Bahkan, jika setengah dari 46 tcf merupakan CO2, cadangan tersebut masih lebih besar dari Blok Masela. Blok yang sedang diributkan Menteri Koordinator Maritim dan Sumber Daya Rizal Ramli dan SKK Migas serta Menteri Energi Sudirman Said ini hanya memliki cadangan 10,7 tcf. "Itu cadangan gas proven terbesar yang dimiliki Indonesia saat ini. Untuk masa depan gas nasional, itu sangat menjajikan," ujar dia.
Tidak hanya itu, jika dilihat dari posisinya, Blok East Natuna sangat strategis bagi Indonesia. Hal itu disetujui oleh praktisi industri migas Gamil Abdullah. Menurut dia, dari aspek geopolitik, posisi Blok Natuna dan keberadan Pertamina sangat penting. (Baca pula: ConocoPhilips Tengah Menakar Minat Calon Pembeli Blok B).

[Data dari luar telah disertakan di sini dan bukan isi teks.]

Issue #3672, opened 2024-03-27
Errors setting the Windows SDK version in a Configure Preset


benschreiber:
### Brief Issue Summary

Beginning with CMake 3.27, you can specify a Windows SDK version in `CMAKE_GENERATOR_PLATFORM`. This variable can also be set with `cmake -A` or the `architecture` field in a configure preset. Consider the following presets.

```json
{
    "version": 6,
    "configurePresets": [
        {
            "name": "msvc",
            "generator": "Visual Studio 16 2019",
            "toolset": "host=x64",
            "architecture": "x64,version=10.0.19041.0",
            "cacheVariables": {
                "CMAKE_CXX_COMPILER": "cl.exe"
            }
        },
        {
            "name": "ninja",
            "generator": "Ninja Multi-Config",
            "toolset": {
                "value": "host=x64",
                "strategy": "external"
            },
            "architecture": {
                "value": "x64,version=10.0.19041.0",
                "strategy": "external"
            },
            "cacheVariables": {
                "CMAKE_CXX_COMPILER": "cl.exe"
            }
        }
    ]
}
```

From the CLI, the `msvc` preset works correctly.
```
cmake --preset msvc
...
-- Selecting Windows SDK version 10.0.19041.0 to target Windows 10.0.19045.
```

In VS Code, the `msvc` preset shows errors in the log when loading.
```
[ERROR:vcvarsall.bat] Invalid argument found : x64_x64=version
[ERROR:vcvarsall.bat] Error in script usage. The correct usage is:
```
but it does seem to work correctly?
```
[cmake] -- Selecting Windows SDK version 10.0.19041.0 to target Windows 10.0.19045.
```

Blok East Natuna terletak di perairan Laut Natuna dan sudah berada di kawasan Zona Ekonomi Eksklusif, yaitu jalur laut sepanjang 200 mil ke laut terbuka dari batas wilayah kemaritiman Indonesia. Di Zona Eksklusif ini, Indonesia mendapat kesempatan pertama memanfaatkan sumber daya di laut dan di bawahnya.
Di sebelah barat Natuna ada Malaysia dan Thailand. Sebelah utara ada Vietnam dan Cina. Lalu di sisi timur Filipina. Nah, kawasan Laut Cina Selatan sampai Blok Natuna, menurut Gamil, sangat rentan terhadap gejolak. Apalagi Cina dan Amerika Serikat kembali bersitegang setelah kapal perang Amerika berada di Laut Cina Selatan.
Dengan tetap menggandeng ExxonMobil, Gamil berpendapat secara psikologis pilhan Pertamina sangat tepat. Hal itu mengingat di belakang ExxonMobil adalah Amerika. "Dalam mapping energi, banyak hal yang tidak dapat dipecahkan secara tekno-ekonomi atau nasionalisme yang sempit saja. Kita harus tahu peta geopolitik dan kekuatan militer negara sekitar serta stabilitas geopolitiknya," ujar dia.